Both the Afghanistan and Iraq wars were supposed to reduce the number of anti-American terrorists abroad. It’s hardly clear that they’ve succeeded, and they may have had the opposite effect. Meanwhile, on the other side of the ledger, they’ve inspired homegrown terrorism — a small-scale incident in June, a larger-scale incident this month. That’s only two data points, but I don’t like the slope of the line connecting them.

If all Mr. Wright has to work with are two data points, maybe he should just comment on something he knows about. Or maybe he should spend six months exploring this site before publishing another word on the “non-belligerent” religion of Islam.

Sept. 11, 2001, though a success for Osama bin Laden, was in the scheme of things only a small tactical triumph; his grandiose aspirations go well beyond the killing of a few thousand people and the destruction of some buildings. Maybe he feels that our descent into the carnage of Iraq and Afghanistan has moved him a bit closer to his goal. But if he succeeds in tearing our country apart along religious and ethnic lines, he will truly be able to declare victory.

So Wright agrees with General George Casey:

As horrific as this tragedy was, if our diversity becomes a casualty, I think that’s worse.

In other words, rather than get to the heart of the infection, let’s put on a band-aid and act as if, if only we’re nice them, they’ll be nice to us. Ten years and going… and the only thing the self-proclaimed “left” like Wright, has learned, is to repeat the same nonsense.
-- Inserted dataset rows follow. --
PR #48, opened 2025-01-27
build: update lockup dependency

smol-ninja:
Should be updated to lockup npm version.


andreivladbrg:
> Should be updated to lockup npm version

yeah, but the package is not yet published

should we merge it like this?

andreivladbrg (approved):

smol-ninja:
> should we merge it like this?

No, lets publish the lockup package first, then we can merge it and then we can publish the airdrops package.

PaulRBerg:
Agree with publishing the npm package first.

andreivladbrg (approved):

Issue #16, opened 2024-11-26
Separate out parameters of `createMerkleInstant` function


smol-ninja:
As discussed in https://github.com/sablier-labs/airdrops/issues/1#issuecomment-2501609932:

- [x] Add separate shared parameters struct for `createMerkleLL` and `createMerkleLT` functions. Then DRY'ify their internal logic.
- [x] Separate out the parameters of `createMerkleInstant` function and remove its dependency from the current `ConstructorParams` struct.

The objective is to separate out `createMerkleInstant` input parameters from `createMerkleLL` and `createMerkleLT`. Right now, there are a tons of parameters shared between `createMerkleLL` and `createMerkleLT` which can be DRY'ified through a common struct between them. However, due to them sharing it with `createMerkleInstant`, its not possible.

PR #54, opened 2025-01-31
refactor: merkle campaign constructors

smol-ninja:
### Changelog
- Closes https://github.com/sablier-labs/airdrops/issues/16

### DIFF
--- a/src/interfaces/ISablierMerkleFactory.sol
+++ b/src/interfaces/ISablierMerkleFactory.sol
@@ -4,7 +4,7 @@ pragma solidity >=0.8.22;
 import { IAdminable } from "@sablier/lockup/src/interfaces/IAdminable.sol";
 
 import { ISablierMerkleBase } from "../interfaces/ISablierMerkleBase.sol";
-import { MerkleFactory, MerkleInstant, MerkleLL, MerkleLockup, MerkleLT } from "../types/DataTypes.sol";
+import { MerkleFactory, MerkleInstant, MerkleLL, MerkleLT } from "../types/DataTypes.sol";
 import { ISablierMerkleInstant } from "./ISablierMerkleInstant.sol";
 import { ISablierMerkleLL } from "./ISablierMerkleLL.sol";
 import { ISablierMerkleLT } from "./ISablierMerkleLT.sol";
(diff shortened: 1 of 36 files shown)


andreivladbrg:
@smol-ninja since we decided to have separate factory for each merkle contract, is this PR still relevant?

smol-ninja:
Yes. We are only splitting once factory contract into four. That does not mean we will not have the shares data structure. IMO, lets merge this PR and then split the factory on top of the changes.

andreivladbrg:
but do we still need this: 

>> Changing `campaignName` and `shape` to `bytes32` has reduced the contract size by 3% (23,638 kB with 1000 runs).

smol-ninja:
> i believe having it as string is better for UX

Thats a good question. Lets ask @sablier-labs/frontend team if they are OK having `campaignName` as `bytes32`. I am fine with both., Except `ipfsCID`, we have other strings returning as `bytes32` as well. If the team is fine with the change, I am fine keeping it as `bytes32` as it does not offer a bad UX that much. The UI will still show the campaign name as string and on etherscan, I do not think the campaign name being `string` offers much value at all.

andreivladbrg:
well, why would we use `bytes32` if size is no longer an issue?
the `ipfsCID` discussion we had yesterday was only relevant to solution 3 from your discussion (proxy pattern). but now, since we will have 3 factories, it's no longer relevant.

smol-ninja:
> well, why would we use bytes32 if size is no longer an issue?

Fair point. I will change it to `string` but I would want to do it through a separate PR / issue (may be bundle it with factory splitting PR). https://github.com/sablier-labs/airdrops/pull/58 is built on top of this PR, so changing it would add a lot of work to that PR as well.

Is that OK?

andreivladbrg:
after checking the [roadmap](https://github.com/orgs/sablier-labs/projects/28/views/1) for the next airdrops iteration, this change will be the only *Hard Breaking Change* (when that issue was created we didn't have the [classification](https://github.com/orgs/sablier-labs/discussions/16)) 

thus, to make things easier for @sablier-labs/frontend team, maybe it would be better to leave them as they are (though there is no need for the `shape` parameter in Merkle Instant).

i will let you, @razgraf, decide whether we should move forward with this change or not.

razgraf:
As discussed on Slack, we're okay moving forward with this.

src/interfaces/ISablierMerkleFactory.sol
```diff
@@ -96,7 +111,11 @@ interface ISablierMerkleFactory is IAdminable {
     ///
     /// @param params Struct encapsulating the input parameters, which are documented in {DataTypes}.
```
smol-ninja, line 112: Natspecs are not updated. All look good otherwise.

smol-ninja:
@andreivladbrg can you please approve this PR if all looks good now?

andreivladbrg (approved):
> @andreivladbrg can you please approve this PR if all looks good now?

sure, i haven't checked the inherited components, but i trust you on this 



image

PR #55, opened 2025-02-01
test: use mainnet addresses in fork tests

smol-ninja:
### Changelog
- Change visibility of `_run` to `internal` and remove unneeded `virtual` from `run`
- Use mainnet address in fork tests
- Use actual Factory's admin in fork tests
- Add `--nmt testFork` in `test` and `test:lite` scripts. Use optimized profile to run fork tests locally

@andreivladbrg, it took half a day to figure out why the fork tests were failing locally. It is because the deployed contract is optimized so the default profiles cant make fork tests pass on deployed factory due to `CREATE2`.

### DIFF
--- a/tests/fork/Fork.t.sol
+++ b/tests/fork/Fork.t.sol
@@ -4,6 +4,7 @@ pragma solidity >=0.8.22 <0.9.0;
 import { IERC20 } from "@openzeppelin/contracts/token/ERC20/IERC20.sol";
 import { ISablierLockup } from "@sablier/lockup/src/interfaces/ISablierLockup.sol";
 import { Merkle } from "murky/src/Merkle.sol";
+import { ISablierMerkleFactory } from "src/interfaces/ISablierMerkleFactory.sol";
 
 import { Base_Test } from "../Base.t.sol";
 
@@ -29,12 +30,10 @@ abstract contract Fork_Test is Base_Test, Merkle {
 
     function setUp() public virtual override {
         // Fork Ethereum Mainnet at a specific block number.
-        vm.createSelectFork({ blockNumber: 21_745_237, urlOrAlias: "mainnet" });
+        vm.createSelectFork({ blockNumber: 21_719_244, urlOrAlias: "mainnet" });
 
-        // Set up the parent test contract.
-        Base_Test.setUp();
-
-        // Load the pre-deployed external dependencies.
+        // Load deployed addresses from Ethereum mainnet.
+        merkleFactory = ISablierMerkleFactory(0x71DD3Ca88E7564416E5C2E350090C12Bf8F6144a);
         lockup = ISablierLockup(0x7C01AA3783577E15fD7e272443D44B92d5b21056);
     }
 }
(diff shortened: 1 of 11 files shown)


tests/fork/Fork.t.sol
```diff
@@ -29,12 +31,17 @@ abstract contract Fork_Test is Base_Test, Merkle {
...
-        // Load the pre-deployed external dependencies.
+        // Load deployed addresses from Ethereum mainnet.
+        merkleFactory = ISablierMerkleFactory(0x71DD3Ca88E7564416E5C2E350090C12Bf8F6144a);
         lockup = ISablierLockup(0x7C01AA3783577E15fD7e272443D44B92d5b21056);
+
+        // Initialize the defaults contract.
+        defaults = new Defaults();
+
+        // Set the default fee for campaign.
+        resetPrank({ msgSender: merkleFactory.admin() });
```
andreivladbrg, line 44: should we declare here the admin:

```solidity
    users.admin = merkleFactory.admin();
    // or
    address internal factoryAdmin;
    function setUp() public virtual override {
           factoryAdmin = merkleFactory.admin();
     }
```

so that we don't declare it all merkle vars struct?

andreivladbrg (commented):
> it took half a day to figure out why the fork tests were failing locally. It is because the deployed contract is optimized so the default profiles cant make fork tests pass on deployed factory due to CREATE2

hmm, are you sure that this was the problem and not the fact that `Base.setUp()` was warping to a timestamp when the contracts didn't exist on the chain:

https://github.com/sablier-labs/airdrops/blob/76166a965f4736fc5210e8c46463febe082a1f88/tests/Base.t.sol#L95

smol-ninja:
> hmm, are you sure that this was the problem and not the fact that Base.setUp() was warping to a timestamp when the contracts didn't exist on the chain:

Yes I am 100% sure. If you run fork tests with `test-optimized` profile, they pass. I removed `Base.setUp()` from Fork test `setUp` as you can see in the diff.

tests/fork/Fork.t.sol
smol-ninja: good point. Will make the change.

smol-ninja: I will go with `factoryAdmin` variable for consistency since `users` is not used anywhere in the fork tests.

andreivladbrg:
> Yes I am 100% sure. If you run fork tests with `test-optimized` profile, they pass. I removed `Base.setUp()` from Fork test `setUp` as you can see in the diff.

🫡

tests/fork/Fork.t.sol
smol-ninja: https://github.com/sablier-labs/airdrops/pull/55/commits/2ffc44054b3a17aa4c08260993b8a72dc44f2cb6

smol-ninja:
If it looks good, can you please approve it @andreivladbrg? Thx.

andreivladbrg (approved):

In fact this kind of cowardly appeasement, in which we pretend that Islam is just like any of our “civil religions,” makes things much worse. It empowers the radicals, who can push as hard as they want, and we’ll back off; and it disadvantages the real moderates, who are just as afraid as Wright and his fellow “leftists,” to confront these radicals. Talk about the trahison des clercs — only this time, it’s the left that’s betraying our values.

Robert Wright, a senior fellow at the New America Foundation, is the author, most recently, of “The Evolution of God” and the editor in chief of the blog The Progressive Realist.
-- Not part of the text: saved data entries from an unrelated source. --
PR #201, opened 2020-05-26
Relative thresholds for labels in the OSS security rating

### LINKED ISSUE #188: Relative thresholds for labels

artem-smotrakov:

- The `OssSecurityRating` can now be configured with thresholds for labels.
- The thresholds are calculated by the `SecurityRatingAnalysis` notepad and stored to a JSON file.
- The `RatingRepository` reads the thresholds from the file and uses them in the open-source security rating.

This closes #188


mibo:
Looks good. 
But there is no way to beside the JSON files to configure the thresholds when the rating is get from the `RatingRepository.rating(..)`, or did I just not found it?

artem-smotrakov:
> But there is no way to beside the JSON files to configure the thresholds when the rating is get from the `RatingRepository.rating(..)`, or did I just not found it?

`RatingRepository` is supposed to return immutable ratings. Therefore, `OssSecurityRating` is immutable. If you'd like to override the thresholds, you can override the `label()` method in a wrapper for the `OssSecurityRating` or `OssSecurityScore` instances that a returned by `RatingRepository`. I can make the `RatingRepository.register()` method public so that the wrapper (new rating) can be added to the repository.

mibo:
> `RatingRepository` is supposed to return immutable ratings. Therefore, `OssSecurityRating` is immutable. 

For me it was that the rating / rating value is immutable but the label (as a simplified view to the rating value) is more flexible, so that it can be easier adjusted based on latest experiences/learnings.
But you are right, as the label is part of the rating and the rating is supposed to be immutable current implementation is fine.

> If you'd like to override the thresholds, you can override the `label()` method in a wrapper for the `OssSecurityRating` or `OssSecurityScore` instances that a returned by `RatingRepository`. I can make the `RatingRepository.register()` method public so that the wrapper (new rating) can be added to the repository.

Sounds a bit cumbersome 🙃
Guess making the register method public is not required as someone can just use the wrapped instance (at least from my current understanding).

Btw. is it intended that the `store(..)` method in the `RatingRepository` is public?

artem-smotrakov:
> > `RatingRepository` is supposed to return immutable ratings. Therefore, `OssSecurityRating` is immutable.
> 
> For me it was that the rating / rating value is immutable but the label (as a simplified view to the rating value) is more flexible, so that it can be easier adjusted based on latest experiences/learnings.
> But you are right, as the label is part of the rating and the rating is supposed to be immutable current implementation is fine.
> 
> > If you'd like to override the thresholds, you can override the `label()` method in a wrapper for the `OssSecurityRating` or `OssSecurityScore` instances that a returned by `RatingRepository`. I can make the `RatingRepository.register()` method public so that the wrapper (new rating) can be added to the repository.
> 
> Sounds a bit cumbersome 

Mapping a score value to a label is a part of a rating. Since a rating is immutable, then this part is also immutable. If you'd like to override it, it means that you create a new rating (even if it is based on another one). The framework allows you to do that.

> Guess making the register method public is not required as someone can just use the wrapped instance (at least from my current understanding).
> 
> Btw. is it intended that the `store(..)` method in the `RatingRepository` is public?

I suspect it should not be public.

PR #202, opened 2020-05-27
Better vulnerability scores

### LINKED ISSUE #191: UnpatchedVulnerabilitiesScore and VulnerabilityLifetimeScore are not reliable
Vulnerability matching doesn't work well, there are a lot of false-positives. For example, see a number of issues for OpenSSL:

https://github.com/artem-smotrakov/fosstars-rating-core/blob/analyse-ratings/src/main/jupyter/oss/security/SecurityRatingAnalysis.ipynb

Most of vulnerabilities are considered unpatched. Those are false-positives.

All vulnerabilities don't have dates when they were introduced. Many vulnerabilities don't have dates when they fixed. The existing dates are estimated by the dates when the issues were published. Then, `VulnerabilityLifetimeScore` tries to estimate the dates. As a result, the score becomes very unreliable

What to do:
 - Let's see if #180 improves it. If it doesn't, we may need to disable `VulnerabilityLifetimeScore` that use info about vulnerabilities.
- Try to re-work UnpatchedVulnerabilitiesScore. If it doesn't work out, use only the list of unpatched issues.

artem-smotrakov:
Here is a list of updates:

- Disabled analyzing NVD in `UnpatchedVulnerabilities` data provider.
- Updated `VulnerabilityLifetimeScore` not to estimate dates.
- Removed `VulnerabilityLifetimeScore` from `OssSecurityScore`.
- Disabled `ProjectStarted` provider in the demo tool.
- Updated the existing tests and test vectors.
- Updated docs.

This closes #191

### DIFF
--- a/src/main/java/com/sap/sgs/phosphor/fosstars/model/score/oss/VulnerabilityLifetimeScore.java
+++ b/src/main/java/com/sap/sgs/phosphor/fosstars/model/score/oss/VulnerabilityLifetimeScore.java
@@ -1,6 +1,5 @@
 package com.sap.sgs.phosphor.fosstars.model.score.oss;
 
-import static com.sap.sgs.phosphor.fosstars.model.feature.oss.OssFeatures.PROJECT_START_DATE;
 import static com.sap.sgs.phosphor.fosstars.model.feature.oss.OssFeatures.VULNERABILITIES;
 import static com.sap.sgs.phosphor.fosstars.model.other.Utils.findValue;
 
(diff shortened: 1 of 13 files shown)


src/main/java/com/sap/sgs/phosphor/fosstars/model/score/oss/VulnerabilityLifetimeScore.java
```diff
@@ -75,28 +62,33 @@ static double factorOf(Duration lifetime) {
...
     double penalty = 0.0;
+    boolean found = false;
     for (Vulnerability entry : vulnerabilities.get().entries()) {
-      Instant introduced = entry.introduced().orElse(estimatedIntroducedDate).toInstant();
-      Instant fixed = entry.fixed().orElse(now).toInstant();
+      if (!entry.introduced().isPresent() || !entry.fixed().isPresent()) {
+        continue;
+      }
+
+      found = true;
```
sourabhsparkala, line 88: I think this line should come after #L104. What do you think? 
- The reason being. Consider `if()` in #L93 is `true`. Then the `flag` is already `true` for the next loop.

artem-smotrakov: It makes sense. The flag should be set when we're sure that the dates are correct.

artem-smotrakov:
> * Also could you please check again if all the traces of the removed features are completely removed. I did not find anything as such. But just to be sure.

The juputer notebooks still mention the disabled feature and score. The notebooks are broken anyway, so I didn't want to fix them now. That would make the changeset much larger. We'll fix them separately.

artem-smotrakov:

PR #207, opened 2020-05-29
Fixes ConcurrentModificationException issue in GitHubDataFetcher

### LINKED ISSUE #206: `cleanUp` in `GitHubDataFetcher` leads to exception
During iteration over the `localRepositoriesInfo` the deleted items are removed from the map [see here](https://github.com/SAP/fosstars-rating-core/blob/0fb216dca734b23d34a18eb7e20e13a237ecb26d/src/main/java/com/sap/sgs/phosphor/fosstars/data/github/GitHubDataFetcher.java#L389).

This leads to a `java.util.ConcurrentModificationException`.

Suggestion: in the loop collect deleted items and remove them after the iteration is finished.

mibo:
This closes #206

### DIFF
--- a/src/main/java/com/sap/sgs/phosphor/fosstars/data/github/GitHubDataFetcher.java
+++ b/src/main/java/com/sap/sgs/phosphor/fosstars/data/github/GitHubDataFetcher.java
@@ -14,9 +14,11 @@ import java.time.Instant;
 import java.time.temporal.ChronoUnit;
 import java.util.Date;
 import java.util.HashMap;
+import java.util.HashSet;
 import java.util.Map;
 import java.util.Objects;
 import java.util.Optional;
+import java.util.Set;
 import org.apache.commons.collections4.map.LRUMap;
 import org.apache.commons.io.FileUtils;
 import org.apache.logging.log4j.LogManager;
@@ -375,6 +377,7 @@ public class GitHubDataFetcher {
       total = total.add(info.repositorySize());
     }
 
+    Set<URL> toBeRemoved = new HashSet<>();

Heaven and earth, save us from progressives who think they’re realists.

Comment: Robert, Robert, Robert-for someone whose last name is Wright you are so wrong but of course you will dismiss my comments with some charming phrase or collection of words that you believe demonstrates your intelligence and sensitivity. You make the same fatal mistake so many appeasers make...do you know what it is?